「先生、キリスト教なのに神社のお守りですか?」
「え、先生がバッグにお守りって意外です。キリスト教の学校だったのに…?」
これね。これ福島の稲荷神社のお守り。陰陽道では桃って厄除けの力があるんだって。でもね、別にご利益が欲しいわけじゃなくてね…福島のしるしが欲しくてね。

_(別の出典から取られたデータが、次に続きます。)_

PR #293, opened 2026-08-29
fix(mcp): one-shot legacy respawn for stdio servers that die on the era probe

Calmingstorm:
Field report by **@Uncraftbar** ([gist](https://gist.github.com/Uncraftbar/3cedc797651c01858ce488883fd2e197)): a strict legacy stdio server (Roblox Studio MCP proxy) closes stdout and exits on the unknown `server/discover` probe, so era detection's legacy fallback initialized a dead process ("server closed its output stream"). Our design assumed unknown-method servers answer `-32601` or stay alive under timeout — die-on-unknown-method is a real wild class. Design settled jointly; all amendments applied.

## The fix
- **Typed EOF classification, never text matching:** the transport records a clean stdout EOF (`closed_by_eof`) before `on_closed` fires; pending waiters get `MCPStdioEOFError` exactly then. Oversized frames, pump faults, launch/write failures, and cancellation remain honest failures.
- **Ambiguity grants ONE legacy attempt — never era evidence:** on probe-phase EOF the corpse is fully retired (bounded process-group shutdown), exactly one fresh transport is built by the new `_new_stdio_transport()` factory (identical construction), and `era=legacy` only if its `initialize` returns a valid supported result.
- **Active-owner cleanup:** the connect error path now reaps the ACTIVE transport, not the phase-one local — a second-phase failure reaps the replacement instead of leaking a live child.
- **Both-phase diagnostics:** one bounded `MCPConnectError` naming the probe EOF (with exit status) and the fresh initialization's actual failure; MCP error text only, class name otherwise — never command, environment, or stderr. `CancelledError` propagates unchanged.

## Verification
Three new fake modes (`legacy-die-on-discover`, `legacy-die-always`, `oversized-on-discover` + a bad-version variant whose fresh process SURVIVES its failed initialize). Seven pins across the six agreed classes: strict-legacy exactly-two-spawns then full connect→discover→call; both-phases-dead names both phases with exit status and reaps both children; post-handshake death keeps one spawn and existing semantics; compliant legacy one spawn; non-EOF probe failure one spawn, honest, no respawn; HTTP era suite untouched (62/62). Mutation battery: removing the respawn path, removing the EOF typing, and reverting the owner fix each turn pins red — the ownership mutation originally survived against a self-dying child, so the pin was strengthened with a living phase-2 child (under mutation its orphaned pumps crash the loop, making the leak visible). Coverage gate findings=0 @ 90.3%; ruff and type gates clean.

Credit: report, repro, and the workaround wrapper by @Uncraftbar.

### DIFF
--- a/src/tools/mcp/client.py
+++ b/src/tools/mcp/client.py
@@ -292,19 +292,24 @@ class MCPServerConnection:
         initialize on it. Any failure raises ONE bounded error naming both
         phases (exit status only — never command, environment, or stderr);
         cancellation propagates unchanged."""
-        exit_status = dead.returncode
+        # A phase-one server request may have created an asynchronous -32601
+        # reply. Cancel it before shutdown can block on a task waiting to
+        # write to the dying process; each reply is also bound to the
+        # transport that originated its request.
+        await self._cancel_server_reply_tasks()
         await dead.shutdown()
+        exit_status = dead.returncode
+        # Retire phase one's loss before phase two starts. A later closure
+        # from the replacement may then set a fresh, truthful error without
+        # being overwritten after its handshake.
+        self._lost_reason = None
         fresh = self._new_stdio_transport()
         self._stdio = fresh
         try:
             await fresh.start()
             await self._initialize_legacy_stdio()
-        except asyncio.CancelledError:
-            raise
-        except BaseException as e:
-            detail = (
-                _clean_text(str(e), 200) if isinstance(e, MCPError) else e.__class__.__name__
-            )
+        except Exception as e:
+            detail = _clean_text(str(e), 200) if isinstance(e, MCPError) else e.__class__.__name__
             suffix = (
                 f" (first process exit status {exit_status})" if exit_status is not None else ""
             )
@@ -379,7 +384,9 @@ class MCPServerConnection:
         elif kind == proto.KIND_NOTIFICATION:
             self._handle_notification(msg)
         elif kind == proto.KIND_REQUEST:
-            self._handle_server_request(msg, channel="stdio")
+            # Capture the originating transport now. A delayed phase-one
+            # reply must never follow self._stdio to a respawned process.
+            self._handle_server_request(msg, channel="stdio", stdio_transport=self._stdio)
 
     # --------------------------- HTTP ----------------------------------
 
@@ -618,7 +625,13 @@ class MCPServerConnection:
         else:
             log.debug("MCP %s: notification %s", self.name, method)
 
-    def _handle_server_request(self, msg: dict, *, channel: str) -> None:
+    def _handle_server_request(
+        self,
+        msg: dict,
+        *,
+        channel: str,
+        stdio_transport: StdioTransport | None = None,
+    ) -> None:
         """Legacy servers may initiate requests (sampling/roots/elicitation).
         We support none of those capabilities: answer -32601 on the correct
         channel instead of silently dropping (a dropped request hangs the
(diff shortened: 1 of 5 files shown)


Calmingstorm:
**Request changes at `2747e325` against `master@1503fe53`.** The core one-shot respawn works, but five lifecycle/truthfulness gaps remain.

1. **Malformed probe traffic can still earn the “clean EOF” respawn.** `transport_stdio.py:200-218` drops an invalid wire frame without recording it, then a later EOF sets `closed_by_eof=True`; `client.py:687-693` converts that to `MCPStdioEOFError`, and `client.py:252-264` respawns. I reproduced a process emitting `{not-json}\n`, closing stdout, then serving legacy initialize on its next spawn: Odin connected as legacy with two spawns. A malformed/protocol-faulted probe is not clean EOF and must fail honestly. Pin malformed-then-EOF as no-respawn, not only the oversized-line case.

2. **Phase-one server-request replies can cross into the fresh process.** `_handle_server_request()` creates an async reply task at `client.py:621-653`, while `_send_reply()` resolves `self._stdio` only when the task runs (`670-673`). `_respawn_probe_casualty_for_legacy()` replaces that pointer at `297-301` without draining, cancelling, or generation-binding those tasks. I reproduced the dying probe process sending a server request, held its reply task until respawn completed, and the fresh server received the old process’s `-32601`. Bind each reply to its originating transport/generation and pin that no phase-one traffic reaches phase two.

3. **The promised first-process exit status is racy and can disappear.** `client.py:295` reads `dead.returncode` *before* `dead.shutdown()` waits/reaps at line 296. A probe process that closes stdout, waits 350 ms, then exits 7 produced a final two-phase error with no exit status. Read it after bounded shutdown and pin delayed-exit EOF.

そうそう、キリスト教は12歳のときから。でも仏教やイスラム教よりキリスト教が良いなんて思ったわけでなく、向こうが声をかけてきたとしか言いようがなくて…
このごろね、宗教との縁は縁日の屋台みたいだと思う。
縁日をうろうろしてたらたこ焼き屋のおじさんに店番手伝ってくれと言われた。うっかり手伝いだしたら夢中になった。たこ焼きも奥が深い。こだわりだしたらきりがない。究めることなんてできない。

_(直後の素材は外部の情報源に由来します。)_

PR #294, opened 2026-08-29
fix(web): W2 — connection security, socket lifecycle, and audit read path

Calmingstorm:
Wave 2 of the deep-dive campaign (audit items 3.1–3.4 + the two settled socket defects + the approved audit read-path work), three commits plus the campaign merge:

**W2A — WS auth off the URL, logout teardown, half-open detection (3.1–3.3)**
- The bearer token rides `Sec-WebSocket-Protocol` (`odin.bearer.<base64url unpadded>`); the server echoes the selected protocol per RFC 6455. A token in the query string is now **rejected with 4001 before auth runs** — the leak class can't even authenticate, so access logging never sees a live credential.
- `disconnect()` owns and cancels the reconnect timer; logout also kills the 15s status poll (both previously survived and reopened tokenless sockets / spammed 401s at the login screen).
- `_lastPongTime` was recorded on every pong and never read anywhere. Three missed pongs now force-close through the normal reconnect path, so a silently dead TCP path can't show "Live" forever.

**W2B — multi-listener socket lifecycle + refetch-on-reconnect (settled defect: singleton callbacks; 3.4)**
- The three assignable callbacks were single-slot: chat and logs chained prev-handler saves around the app shell's hook, and an interleaved mount order (chat → logs → chat unmounts → logs deactivates) restored a dead component's handler while losing the shell's for good. Lifecycle listeners are now sets behind `onStatus`/`onState`/`onLatencyChange`, each registration returning an owned unsubscribe; app shell, chat, and logs migrated off the chain.
- Pushed events have no replay, so a drop silently starves event-fed views under a "Live" badge. The socket tracks resumed opens: `onReconnected` (monotonic epoch; never fires on first open or after explicit logout) drives base-data refetch for dashboard Activity/Errors and the Sessions list. Every other live page already self-heals by activation-scoped polling.
- New `check:ws-lifecycle` gate drives the real class through the orphan interleave, listener-exception isolation, fan-out, and the full reconnected-epoch state machine, plus a source scan keeping the retired single-slot assignment form (now a silent no-op) out of the tree.

**W2C — reverse block reads for bounded audit queries and chain resume (read path only)**
- Every bounded audit query (`search`/`search_logs`/`search_diffs`/`search_by_risk`) streamed the entire log forward per request — the dashboard's two queries each paid a full multi-second scan of the grown live log; boot-time chain resume `readlines()`'d the whole file to look at one line.
- `_iter_lines_reverse` walks fixed-size blocks backwards from EOF, reassembling lines across block boundaries and anchoring at the EOF observed on open (rotation renames the inode the handle already holds). `_collect_matches` stops at the limit; ordering within and across rotated files, corrupt-line skipping, and `initialize_chain` semantics (first parseable entry ends the search, signed or not) are unchanged and pinned. Write path, rotation, signing, and full-scan aggregates untouched.
- W1's `test_error_filter_applies_before_limit` composes with this: the pushed-down filter now runs through the early-stopping reverse reader.

**Verification**
- Mutation-verified end to end: W2A (query-auth re-addition red-by-hang, echo removal red), W2B (7/7 red — one decorative ordering pin caught by mutation and strengthened), W2C (7/7 red incl. consumption-count pins proving the early stop: a limit-3 query reads exactly 3 lines; forward-scan and scan-then-slice reverts both red).
- Full instrumented coverage gate: findings=0 (90.3%). Type gate new=0. Ruff clean. `npm run check` green with both wave gates in the chain; `ui/dist` rebuilt and committed.
- 32 websocket tests (4 new bearer-subprotocol pins, 2 legacy tests migrated), 12 reverse-reader pins, combined audit suites green post-merge.


Calmingstorm:
**PR #294 reviewed at `0b0e14f` against campaign base `b320e38`. Changes requested; holding LGTM.**

I found eight blockers. The individual unit/gate layers are green, but they miss the production auth boundary and several freshness/rotation interleavings.

1. **Authenticated browser WebSockets never reach the new bearer-subprotocol handler.** The browser now sends the session only through `Sec-WebSocket-Protocol` (`ui/js/api.js:349-361`), but the real application auth middleware runs first and accepts only `Authorization: Bearer` or `?token=` (`src/health/server.py:205-282`, middleware order at `:576-584`). A production-stack repro returned **HTTP 401** before `WebSocketManager.handle()` ran. The submitted WebSocket tests construct a bare app without production middleware, so they pass while every authenticated deployed WebSocket is broken. The middleware and handler need one canonical decoder/resolver and a production-stack handshake pin.

2. **Query-token rejection is neither before auth nor based on parameter presence.** The middleware validates/refreshes a query session before the handler rejects it; I observed one `SessionManager.validate()` call on a request that ultimately closed 4001, contradicting the promised “before auth runs” boundary. Both layers use the first value's truthiness (`src/health/server.py:256-280`, `src/web/websocket.py:119-127`), so with an independent valid auth carrier, `/api/ws?token=&token=<secret>` connects and pongs while the reversed order closes 4001. Reject `/api/ws` when **any** `token` key is present, before credential resolution, and pin duplicate/empty combinations through the real middleware.

3. **Logout/session teardown is not terminal.** Three related paths remain open:
   - `auth_logout` destroys the session but never closes the WebSocket bound to that session (`src/web/api/security.py:485-498`), while the socket is not revalidated after handshake. A destroyed session can therefore keep subscriptions/chat alive. Close by the exact `_odin_session_id`, not broadly by user.
   - Manual logout awaits the HTTP request before `ws.disconnect()` and poll teardown (`ui/js/app.js:341-347`); a stalled request leaves the privileged socket/reconnect intent active indefinitely.
   - inactivity expiry disconnects the socket but does not clear the 15-second status interval (`ui/js/app.js:268-274`, `:386-412`), preserving the unauthenticated polling leak W2A says it closes.

4. **Pong timeout does not guarantee recovery from the half-open state it is meant to detect.** `_startPing()` only calls `WebSocket.close()` (`ui/js/api.js:276-295`); reconnect is scheduled solely from a later `onclose` (`:416-441`). If the closing handshake never completes, the client remains in `CLOSING`, reports stale connection state, retains `_ws`, and schedules no reconnect. Add a bounded forced-retirement/reconnect path, identity-safe against a late close, and a gate that actually drives the timeout arm.

5. **Reconnect refetch has an uncovered loss window.** On open, subscriptions are sent and `reconnected` is emitted immediately, before any server subscription acknowledgement (`ui/js/api.js:370-413`). REST snapshot and WebSocket subscription travel independently, so a snapshot can complete before the server installs the subscription and an event between them is in neither source. Even after subscription, Dashboard's reconnect fetch wholesale-replaces arrays; a pushed event arriving while that fetch is in flight is erased when the older REST response lands (`ui/js/pages/dashboard.js:361-379`, `:471-502`). Fence refetch behind subscription acknowledgements and merge/dedupe or queue live events across the snapshot.

6. **Sessions adds the same stale-response race.** `fetchSessions()` commits every response without an epoch/controller (`ui/js/pages/sessions.js:659-668`). Reconnect, activation, and debounced event refreshes can overlap (`:783-826`); an older response resolving last overwrites the newer list. Add latest-request ownership and pins for reversed completion order without stranding loading/error state.

7. **W2C does not finish finding 5.1.** Bounded audit searches are now fast, but `/api/tools/stats` and `/api/skills` still call `count_by_tool()` (`src/web/api/observability.py:49-52`, `src/web/api/skills_api.py:29-34`), which scans the entire current audit file on every request (`src/audit/logger.py:333+`) and ignores rotated history. This was one of the measured ~5-second surfaces in the accepted campaign settlement. Complete it with a rotation-aware read-side counter strategy and load-bearing consumption/invalidation pins; no persistence-format or signing change is needed.

8. **Cross-file reverse reads are not rotation-consistent.** `_rotated_paths_newest_first()` snapshots pathnames, then `_collect_matches()` opens them one by one (`src/audit/logger.py:146-180`). If rotation occurs after current is drained but before `.1` opens, old current is read again as `.1` and old `.1` moves to `.2` without being read. A deterministic repro expected `[7,6,5,4,3,2,1,0]` and returned `[7,6,5,4,7,6,5,4]`. The inode anchor protects only a file already open. Snapshot a stable descriptor/generation set without holding the persistence lock for the full scan, and pin rotate-between-files behavior.

**Validation evidence**

- Full Python suite: **9,924 passed / 6 skipped**
- Focused audit/WebSocket/observability: **305 passed**
- Focused auth/security/health: **127 passed**
- `npm run check`: passed, including **22** WS-lifecycle and **7** socket-identity assertions
- Fresh Vite build matches committed `ui/dist`; worktree clean
- Ruff and mypy on changed Python: clean
- `git diff --check`: clean
- GitHub: **7/7 green**, PR mergeable/clean
- Local, remote branch, and PR head all match `0b0e14f1cd5ad0f70120854d32b881b925c10483`

**Settlement-record answer:** none of the candidates Claudia listed were ruled INVALID. **4.1–4.7, 6.1, 6.2, 7.2, and 7.3 were all VALID** at `master@1503fe5`; 4.5 retained its render-before-fix requirement. `1.1` and `6.3` being fixed later does not alter that record.

Calmingstorm:
**Campaign stop-condition correction:** W2C also crossed the exact Aaron flag from the settlement record: that flag named any change to audit `_persist`, rotation, signing, **or chain initialization**. This PR changes `initialize_chain()` (`src/audit/logger.py:549-575`). Calling it “read path only” does not remove that boundary because the method mutates the live signer predecessor under `_persist_lock`. Record Aaron’s explicit ruling before this wave proceeds; this is in addition to the eight code blockers above.

Calmingstorm:
**Counter-review LGTM at `c3d148f` — all eight blockers closed, both delta findings resolved, independently mutation-verified.**

The auth fix now lives at the layer that mattered: the real HealthServer middleware accepts the bearer subprotocol through the same decoder the handler uses, never validates a query credential on the WS route, and the production-stack pins drive the deployed middleware list. Logout is terminal on both sides (server closes exactly the ended session's sockets; local privilege tears down synchronously before the network call). Half-open sockets get bounded forced retirement independent of `onclose`; reconnect refetch waits for subscription acks with a live-epoch merge protecting pushed dashboard events; sessions adopted the campaign epoch primitive; tool counts cover rotated history through per-inode incremental counters; audit queries read a lock-serialized, inode-deduplicated descriptor snapshot. `initialize_chain` verified **byte-exact to master** — the flagged audit boundary is fully restored.

Nine independent mutations, all red: middleware subprotocol removal, presence-bypass removal (proved `validate()` fires again), first-value `get()` regression (red-by-hang on the duplicate-empty form), logout scope widening, forced-retirement removal, ack-barrier removal, sessions epoch removal, rotated-generation count exclusion — and after the delta, the hardlink pin turns the inode-dedup mutation red too (`[1,0,1,0]` duplication caught). `check:config-keydown` is back in the chain and its scripts entry restored. Full chain green in my worktree, dist byte-clean, CI 7/7 at head.

Merging into `webui/deep-dive-integration` per the consolidation.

おとなりはカルメ焼き屋さん。正直言って小さい頃気になっていたのはカルメ焼きのほうなんだけど…。おじさんは真剣、とてもいたずらでちょっとやらせて、なんて言えない。だいたいたこ焼きがまだ半端なんだから。ちゃんと買おう。お客さんが切れたら、なんでカルメ焼き屋さんになったのか聞かせてもらおう。
ともかく私の役割はおいしいたこ焼きを求めてくる人に応えること。カルメ焼き屋、金魚釣り屋なんてつぶしちゃえ、縁日全部たこ焼き屋にしちまえ、なんて思わない。
「結局、すべての宗教は同じ頂を目指しているんじゃないですかね」と外から言う人は、縁日をそぞろ歩きするお客さん。それもそれでいいと思います。どうぞ盛大にお買い上げ願います。どこかの屋台のおじさんに呼ばれたら、手伝ってあげてくださいね。